__Work request__
Each line below with the word "part" needs to be copied.
━━ Dataset extract
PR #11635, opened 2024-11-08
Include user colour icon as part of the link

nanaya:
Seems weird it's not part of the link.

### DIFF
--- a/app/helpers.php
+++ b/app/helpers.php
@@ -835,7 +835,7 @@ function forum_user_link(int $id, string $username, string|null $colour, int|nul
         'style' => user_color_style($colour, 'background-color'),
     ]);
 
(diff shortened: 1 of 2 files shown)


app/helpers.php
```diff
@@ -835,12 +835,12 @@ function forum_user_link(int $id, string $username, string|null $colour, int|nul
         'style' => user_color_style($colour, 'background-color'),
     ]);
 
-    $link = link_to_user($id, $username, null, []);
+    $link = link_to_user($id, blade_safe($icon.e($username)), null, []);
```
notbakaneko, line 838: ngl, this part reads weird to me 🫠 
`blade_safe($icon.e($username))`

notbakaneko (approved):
━━━━
__Task result__
Include user colour icon as part of the link
Seems weird it's not part of the link.
notbakaneko, line 838: ngl, this part reads weird to me 🫠 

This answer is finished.